Syndax Pharmaceuticals (NASDAQ: SNDX) has received FDA approval for Revuforj (revumenib) for the treatment of acute leukemia in both adult and pediatric patients (one year and older) with a KMT2A translocation. This approval marks a significant milestone as Revuforj is the first and only FDA-approved menin inhibitor for this patient population.
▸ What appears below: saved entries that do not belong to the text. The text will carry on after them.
PR #3413, opened 2023-04-18
MER-1438

dtiwarATS:


assets/src/apps/delivery/store/features/page/actions/loadInitialPageState.ts
```diff
@@ -173,14 +172,6 @@ export const loadInitialPageState = createAsyncThunk(
           }, 0);
           resumeSequenceId = sequence[resumeTarget].custom.sequenceId;
         }
-        // need to check the visitHistory to see if the resumeSequenceId is in there and is NOT the latest, then we need to set history mode to true
```
dtiwarATS, line 176: Previously, we used to check the visitHistory to see if the  resumeSequenceId is in there and if we found it then we used to set history mode to true.  

We don't need to that anymore because when we resume now, we always navigated to the current active screen.

assets/src/apps/delivery/store/features/page/actions/loadInitialPageState.ts
```diff
@@ -37,7 +36,7 @@ export const loadInitialPageState = createAsyncThunk(
     if (otherTypes.length) {
       groups.push({ type: 'group', layout: 'deck', children: [...otherTypes] });
     }
-    const isReviewMode = selectReviewMode;
+    const isReviewMode = selectReviewMode(getState() as DeliveryRootState);
```
dtiwarATS, line 39: This was a bug from review mode that I fixed.

bsparks (approved):

PR #3415, opened 2023-04-18
[MER-1723] Learning objectives tab for student dashboard

nicocirio:
[Link](https://eliterate.atlassian.net/browse/MER-1723) to the ticket

### DIFF
--- a/lib/oli/delivery/sections.ex
+++ b/lib/oli/delivery/sections.ex
@@ -1117,19 +1117,21 @@ defmodule Oli.Delivery.Sections do
 
   def get_project_by_section_resource(section_id, resource_id) do
     Repo.one(
-      from s in SectionResource,
+      from(s in SectionResource,
         join: p in Project,
         on: s.project_id == p.id,
         where: s.section_id == ^section_id and s.resource_id == ^resource_id,
         select: p
+      )
     )
   end
 
   def get_section_resource(section_id, resource_id) do
     Repo.one(
-      from s in SectionResource,
+      from(s in SectionResource,
         where: s.section_id == ^section_id and s.resource_id == ^resource_id,
         select: s
+      )
     )
   end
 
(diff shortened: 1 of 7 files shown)


augusto1024 (commented):
Great work! I really liked the way you handled multiple routes with the `patch_url_type` 👏

lib/oli/delivery/sections.ex
```diff
@@ -2400,7 +2403,9 @@ defmodule Oli.Delivery.Sections do
     objectives_pages_map =
       DeliveryResolver.all_pages(section_slug)
```
darrensiegel, line 2404: I think we want a specialized query that will pull all attached objectives, instead of fetching the revisions of all pages.  In a large course (with more than 500 or 600 pages) this approach may introduce problems.

lib/oli/publishing/delivery_resolver.ex
```diff
@@ -135,6 +134,22 @@ defmodule Oli.Publishing.DeliveryResolver do
...
 
+  def pages_with_attached_objectives(section_slug) do
+    page_id = Oli.Resources.ResourceType.get_id_by_type("page")
+
+    fn ->
+      from([s: s, sr: sr, rev: rev] in section_resource_revisions(section_slug),
+        where:
+          rev.resource_type_id == ^page_id and
+            fragment("? != '[]'", rev.objectives["attached"]),
+        select: rev
```
darrensiegel, line 145: Instead of selecting the entire revision, can you change this to only select the page resource_id and the objectives (the only two things that the callers of this actually need).  Currrently this selects the entire revision, which contains the potentially large `content` field. I was hoping to avoid selecting that content field.

darrensiegel (changes requested):

darrensiegel (approved):

PR #3416, opened 2023-04-18
[FEATURE][MER-1731] Extract survey answers to user details view

augusto1024:
[Link to the story](https://eliterate.atlassian.net/browse/MER-1731?atlOrigin=eyJpIjoiNDZiNmUwODZiNjljNGU2M2E5N2M2NGRmZjNjODVhMmYiLCJwIjoiaiJ9)

https://user-images.githubusercontent.com/53446634/232901857-68a88be9-811f-49d9-878d-6f24fb2b9109.mov

### DIFF
--- a/lib/oli/delivery/attempts.ex
+++ b/lib/oli/delivery/attempts.ex
@@ -1,2 +1,47 @@
 defmodule Oli.Delivery.Attempts do
+  alias Oli.Delivery.Attempts.Core.{ResourceAttempt, ActivityAttempt, ResourceAccess, PartAttempt}
+  alias Oli.Resources.Revision
+
+  alias Oli.Repo
+  import Ecto.Query, warn: false
+
+  def summarize_survey(survey_resource_id, user_id) do
+    ActivityAttempt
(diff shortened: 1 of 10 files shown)


lib/oli/delivery/attempts.ex
```diff
@@ -1,2 +1,47 @@
...
+      r_acc.resource_id == ^survey_resource_id and r_acc.user_id == ^user_id and is_nil(a_att_2) and
+        a_att.lifecycle_state == :evaluated
+    )
+    |> select([a_att, r_att, r_acc, rev, a_att_2, p_att], %{
+      question: rev.title,
+      options: a_att.transformed_model["choices"],
+      answer: p_att.response
+    })
+    |> Repo.all()
+    |> Enum.map(fn %{question: question, options: options, answer: answer} ->
```
darrensiegel, line 33: We should add a step here to ensure that we only consider multiple choice questions.  This can be done simply by expanding the query to join thru the `activity_type_id` of the activity revision to the registered activity, then filtering the result in the where clause  by only those that are  multiple choice activities.

darrensiegel (changes requested):
This looks great, only one comment, see inline:

darrensiegel (approved):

The FDA's decision, which came after the market closed on Friday, was based on data from the Phase 1/2 AUGMENT-101 trial. The agency had previously granted Revuforj Breakthrough Therapy Designation, recognizing its potential as a substantial improvement over existing treatments. The approval was expedited through the FDA's Real-Time Oncology Review program, ahead of the expected Prescription Drug User Fee Act (PDUFA) deadline of December 26, 2024.
Clinical Trial Data
The AUGMENT-101 trial included an analysis of 104 patients with relapsed or refractory acute leukemia exhibiting a KMT2A translocation. Results from the trial demonstrated a complete response rate of 21%. The median duration of response was 6.4 months, with a median time to achieve a response of 1.9 months. Notably, 23% of the patients were able to proceed to hematopoietic stem cell transplantation following treatment with Revuforj.
Analyst Outlook
H.C. Wainwright's analyst cited the FDA approval and the drug's breakthrough status as key reasons for reiterating the Buy rating and raising the price target for Syndax's shares from $49.00 to $51.00. The firm's positive outlook reflects the potential market impact of Revuforj as a new treatment option for patients with this challenging form of leukemia.
Additional Developments
Syndax Pharmaceuticals recently announced positive results from its AUGMENT-101 trial for revumenib in acute myeloid leukemia (AML), where the trial met its primary endpoint with a 23% complete response rate among evaluable adults. In financial news, Syndax announced a $350 million royalty agreement with Royalty Pharma for Niktimvo during its Q3 2024 earnings call. The company reported $399.6 million in cash as of September 30, with Q3 operating expenses at $102.1 million.
Market Volatility
Despite the positive news, Syndax Pharmaceuticals' stock has experienced significant volatility. InvestingPro data indicates a 1-week price total return of -27.32%. However, the company holds more cash than debt on its balance sheet, providing financial flexibility for the commercialization of Revuforj. Analysts anticipate that Syndax will not be profitable this year, which is not uncommon for biotech companies in the early stages of bringing a drug to market. The market cap stands at $1.35 billion, reflecting investor expectations for future growth.